(Stored items)
# # #

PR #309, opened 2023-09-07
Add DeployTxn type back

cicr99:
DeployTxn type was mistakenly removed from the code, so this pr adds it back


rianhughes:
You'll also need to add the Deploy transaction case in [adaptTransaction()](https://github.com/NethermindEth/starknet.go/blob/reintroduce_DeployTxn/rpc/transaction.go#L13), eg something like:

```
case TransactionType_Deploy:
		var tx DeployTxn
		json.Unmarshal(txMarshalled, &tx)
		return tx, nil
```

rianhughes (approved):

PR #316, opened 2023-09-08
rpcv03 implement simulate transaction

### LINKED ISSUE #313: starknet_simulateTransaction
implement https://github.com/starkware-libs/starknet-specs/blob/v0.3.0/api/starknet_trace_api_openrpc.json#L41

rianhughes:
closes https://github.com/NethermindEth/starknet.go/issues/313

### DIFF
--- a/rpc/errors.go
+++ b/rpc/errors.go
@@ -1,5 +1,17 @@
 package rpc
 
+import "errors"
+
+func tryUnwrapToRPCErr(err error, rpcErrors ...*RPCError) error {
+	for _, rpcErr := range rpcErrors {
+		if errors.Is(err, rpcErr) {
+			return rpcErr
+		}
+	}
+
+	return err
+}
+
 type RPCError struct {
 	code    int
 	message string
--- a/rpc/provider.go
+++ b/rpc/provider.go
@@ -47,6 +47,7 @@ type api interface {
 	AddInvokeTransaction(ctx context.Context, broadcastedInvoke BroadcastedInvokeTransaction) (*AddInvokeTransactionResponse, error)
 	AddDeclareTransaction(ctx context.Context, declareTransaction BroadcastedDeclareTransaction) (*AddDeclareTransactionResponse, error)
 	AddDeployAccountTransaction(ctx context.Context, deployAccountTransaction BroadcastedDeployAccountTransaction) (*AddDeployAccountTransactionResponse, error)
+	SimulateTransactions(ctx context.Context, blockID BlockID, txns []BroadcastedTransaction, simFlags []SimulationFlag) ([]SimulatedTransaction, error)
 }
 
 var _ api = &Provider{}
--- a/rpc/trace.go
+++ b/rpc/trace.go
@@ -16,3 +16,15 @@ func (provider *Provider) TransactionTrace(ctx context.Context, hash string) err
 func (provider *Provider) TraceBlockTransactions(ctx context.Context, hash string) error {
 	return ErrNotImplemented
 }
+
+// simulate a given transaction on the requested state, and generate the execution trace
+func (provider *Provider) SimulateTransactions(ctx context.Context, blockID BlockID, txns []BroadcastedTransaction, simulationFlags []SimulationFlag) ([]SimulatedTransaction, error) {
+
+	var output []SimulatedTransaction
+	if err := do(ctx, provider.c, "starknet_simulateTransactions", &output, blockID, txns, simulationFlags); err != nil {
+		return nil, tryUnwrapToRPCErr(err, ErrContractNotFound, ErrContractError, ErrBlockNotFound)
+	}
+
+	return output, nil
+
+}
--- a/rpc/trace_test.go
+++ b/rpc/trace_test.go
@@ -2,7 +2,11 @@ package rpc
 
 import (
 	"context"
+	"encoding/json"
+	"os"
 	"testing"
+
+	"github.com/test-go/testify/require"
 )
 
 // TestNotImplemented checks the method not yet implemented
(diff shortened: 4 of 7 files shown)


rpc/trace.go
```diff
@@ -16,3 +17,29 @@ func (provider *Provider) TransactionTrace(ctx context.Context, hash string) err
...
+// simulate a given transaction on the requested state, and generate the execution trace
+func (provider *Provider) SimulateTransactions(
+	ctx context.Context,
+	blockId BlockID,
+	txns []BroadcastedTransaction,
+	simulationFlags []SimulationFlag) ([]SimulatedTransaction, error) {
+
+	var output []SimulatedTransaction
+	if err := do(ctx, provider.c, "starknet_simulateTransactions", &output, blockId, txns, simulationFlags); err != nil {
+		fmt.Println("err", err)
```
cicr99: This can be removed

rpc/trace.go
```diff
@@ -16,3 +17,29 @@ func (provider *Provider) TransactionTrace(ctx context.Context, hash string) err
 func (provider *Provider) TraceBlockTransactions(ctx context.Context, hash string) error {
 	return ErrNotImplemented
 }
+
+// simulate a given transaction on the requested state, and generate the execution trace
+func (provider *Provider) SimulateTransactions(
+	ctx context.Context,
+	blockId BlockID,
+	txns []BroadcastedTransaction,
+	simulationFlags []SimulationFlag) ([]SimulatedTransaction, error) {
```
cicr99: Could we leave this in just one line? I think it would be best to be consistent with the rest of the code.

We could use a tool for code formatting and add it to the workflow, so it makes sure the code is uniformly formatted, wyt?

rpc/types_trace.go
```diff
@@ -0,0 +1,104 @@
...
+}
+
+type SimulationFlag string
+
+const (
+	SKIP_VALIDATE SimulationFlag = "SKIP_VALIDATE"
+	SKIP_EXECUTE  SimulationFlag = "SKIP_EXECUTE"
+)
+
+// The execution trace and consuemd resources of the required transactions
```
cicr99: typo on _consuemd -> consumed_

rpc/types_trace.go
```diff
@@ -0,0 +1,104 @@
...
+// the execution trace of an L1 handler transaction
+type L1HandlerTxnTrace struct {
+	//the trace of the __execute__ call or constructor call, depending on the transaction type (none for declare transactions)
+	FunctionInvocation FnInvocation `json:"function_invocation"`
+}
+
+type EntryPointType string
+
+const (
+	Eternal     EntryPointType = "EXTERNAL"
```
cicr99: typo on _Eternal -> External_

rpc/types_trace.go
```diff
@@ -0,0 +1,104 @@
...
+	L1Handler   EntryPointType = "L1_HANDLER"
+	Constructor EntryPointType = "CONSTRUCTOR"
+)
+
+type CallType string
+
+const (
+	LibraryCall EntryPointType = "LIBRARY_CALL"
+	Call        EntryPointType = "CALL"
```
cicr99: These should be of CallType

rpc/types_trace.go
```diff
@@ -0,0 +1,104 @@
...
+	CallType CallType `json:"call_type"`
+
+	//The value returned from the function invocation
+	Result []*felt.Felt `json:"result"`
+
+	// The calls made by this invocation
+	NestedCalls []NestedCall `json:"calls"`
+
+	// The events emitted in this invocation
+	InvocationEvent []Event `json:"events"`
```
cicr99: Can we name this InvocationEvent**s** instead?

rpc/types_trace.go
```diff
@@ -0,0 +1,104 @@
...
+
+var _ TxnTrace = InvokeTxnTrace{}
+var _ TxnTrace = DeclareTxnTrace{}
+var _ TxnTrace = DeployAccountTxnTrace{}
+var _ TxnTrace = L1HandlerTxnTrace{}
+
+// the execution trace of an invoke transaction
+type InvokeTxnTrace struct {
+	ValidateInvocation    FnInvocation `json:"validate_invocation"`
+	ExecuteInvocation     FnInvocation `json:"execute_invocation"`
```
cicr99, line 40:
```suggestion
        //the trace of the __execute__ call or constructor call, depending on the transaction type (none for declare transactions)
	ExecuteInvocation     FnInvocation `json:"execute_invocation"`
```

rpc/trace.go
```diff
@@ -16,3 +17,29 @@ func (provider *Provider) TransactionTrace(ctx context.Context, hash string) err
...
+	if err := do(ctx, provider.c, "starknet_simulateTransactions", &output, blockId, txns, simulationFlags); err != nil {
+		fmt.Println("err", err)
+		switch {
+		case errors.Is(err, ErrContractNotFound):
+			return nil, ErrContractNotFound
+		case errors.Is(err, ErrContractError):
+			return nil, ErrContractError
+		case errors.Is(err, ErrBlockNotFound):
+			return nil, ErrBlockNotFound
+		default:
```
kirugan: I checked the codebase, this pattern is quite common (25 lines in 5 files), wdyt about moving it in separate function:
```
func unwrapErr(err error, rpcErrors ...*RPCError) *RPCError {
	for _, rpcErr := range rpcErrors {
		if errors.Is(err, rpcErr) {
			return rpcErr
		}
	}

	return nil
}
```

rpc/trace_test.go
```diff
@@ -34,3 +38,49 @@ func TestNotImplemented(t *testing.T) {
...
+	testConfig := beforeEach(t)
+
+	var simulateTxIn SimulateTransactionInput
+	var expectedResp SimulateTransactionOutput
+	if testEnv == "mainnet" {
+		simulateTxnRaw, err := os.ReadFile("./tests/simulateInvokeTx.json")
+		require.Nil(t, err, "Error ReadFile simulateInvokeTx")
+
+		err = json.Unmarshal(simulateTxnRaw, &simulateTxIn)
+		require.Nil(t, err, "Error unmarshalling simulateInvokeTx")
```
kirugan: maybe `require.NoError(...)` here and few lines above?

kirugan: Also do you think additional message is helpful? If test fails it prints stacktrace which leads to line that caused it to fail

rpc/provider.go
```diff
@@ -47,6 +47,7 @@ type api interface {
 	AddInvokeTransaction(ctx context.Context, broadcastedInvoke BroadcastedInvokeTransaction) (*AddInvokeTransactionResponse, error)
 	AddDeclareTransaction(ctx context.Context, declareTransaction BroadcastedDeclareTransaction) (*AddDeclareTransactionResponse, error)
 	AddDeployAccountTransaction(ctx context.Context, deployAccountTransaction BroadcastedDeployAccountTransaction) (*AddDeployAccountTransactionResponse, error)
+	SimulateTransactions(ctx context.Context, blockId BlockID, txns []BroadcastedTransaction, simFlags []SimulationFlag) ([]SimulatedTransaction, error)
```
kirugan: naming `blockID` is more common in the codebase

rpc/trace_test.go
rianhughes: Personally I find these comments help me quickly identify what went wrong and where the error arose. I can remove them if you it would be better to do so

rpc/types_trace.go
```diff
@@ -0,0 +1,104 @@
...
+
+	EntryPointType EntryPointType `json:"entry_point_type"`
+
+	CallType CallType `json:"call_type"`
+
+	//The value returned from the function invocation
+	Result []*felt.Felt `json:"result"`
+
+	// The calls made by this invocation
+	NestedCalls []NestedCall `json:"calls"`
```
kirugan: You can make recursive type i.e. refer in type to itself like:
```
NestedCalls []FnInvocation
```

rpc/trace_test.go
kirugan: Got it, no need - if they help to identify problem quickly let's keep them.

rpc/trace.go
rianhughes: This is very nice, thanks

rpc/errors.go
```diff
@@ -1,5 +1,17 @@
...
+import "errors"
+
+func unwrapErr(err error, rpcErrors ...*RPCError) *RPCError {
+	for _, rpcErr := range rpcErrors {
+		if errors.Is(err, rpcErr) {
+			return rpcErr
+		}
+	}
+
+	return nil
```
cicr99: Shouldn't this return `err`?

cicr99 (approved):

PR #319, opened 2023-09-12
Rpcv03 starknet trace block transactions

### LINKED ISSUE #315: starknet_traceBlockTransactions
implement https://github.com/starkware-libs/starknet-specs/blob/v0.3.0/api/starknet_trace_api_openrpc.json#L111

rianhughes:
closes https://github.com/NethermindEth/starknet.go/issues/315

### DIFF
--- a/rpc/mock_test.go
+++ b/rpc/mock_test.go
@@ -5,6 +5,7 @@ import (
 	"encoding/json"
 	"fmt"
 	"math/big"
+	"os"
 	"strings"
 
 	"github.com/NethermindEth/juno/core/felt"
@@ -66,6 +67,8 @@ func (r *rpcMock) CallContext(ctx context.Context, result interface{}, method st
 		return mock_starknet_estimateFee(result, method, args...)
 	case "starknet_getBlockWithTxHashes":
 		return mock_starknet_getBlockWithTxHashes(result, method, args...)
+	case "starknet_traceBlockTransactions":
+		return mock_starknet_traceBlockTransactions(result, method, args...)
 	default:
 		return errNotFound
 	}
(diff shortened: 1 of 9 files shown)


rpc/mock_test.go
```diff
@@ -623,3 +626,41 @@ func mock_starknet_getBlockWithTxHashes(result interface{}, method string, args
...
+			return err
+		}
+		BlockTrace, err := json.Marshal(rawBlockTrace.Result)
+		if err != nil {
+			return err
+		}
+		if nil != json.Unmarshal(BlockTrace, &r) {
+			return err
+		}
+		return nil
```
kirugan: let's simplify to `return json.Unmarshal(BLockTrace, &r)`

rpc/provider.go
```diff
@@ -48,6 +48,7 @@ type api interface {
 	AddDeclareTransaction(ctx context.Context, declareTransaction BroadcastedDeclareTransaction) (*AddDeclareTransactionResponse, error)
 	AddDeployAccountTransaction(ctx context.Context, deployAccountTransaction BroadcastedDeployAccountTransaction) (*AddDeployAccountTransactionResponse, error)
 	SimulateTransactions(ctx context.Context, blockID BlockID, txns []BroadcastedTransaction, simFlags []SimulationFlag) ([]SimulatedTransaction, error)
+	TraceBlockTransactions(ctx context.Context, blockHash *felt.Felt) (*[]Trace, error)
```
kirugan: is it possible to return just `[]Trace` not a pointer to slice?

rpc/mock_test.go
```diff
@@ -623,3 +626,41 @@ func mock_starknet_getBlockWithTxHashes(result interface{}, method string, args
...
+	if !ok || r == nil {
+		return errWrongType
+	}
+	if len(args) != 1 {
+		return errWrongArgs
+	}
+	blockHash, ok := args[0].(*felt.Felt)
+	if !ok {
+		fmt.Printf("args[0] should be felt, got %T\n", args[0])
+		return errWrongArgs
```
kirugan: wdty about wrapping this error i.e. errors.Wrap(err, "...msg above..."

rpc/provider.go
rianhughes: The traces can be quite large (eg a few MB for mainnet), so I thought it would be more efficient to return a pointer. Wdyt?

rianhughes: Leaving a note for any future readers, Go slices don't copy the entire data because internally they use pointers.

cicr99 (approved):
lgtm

# # #

PROBLEM DESCRIPTION —
Scanning the data above, copy out every line where "lines" is found.

SOLUTION TO THIS EXERCISE —
kirugan: I checked the codebase, this pattern is quite common (25 lines in 5 files), wdyt about moving it in separate function:
kirugan: maybe `require.NoError(...)` here and few lines above?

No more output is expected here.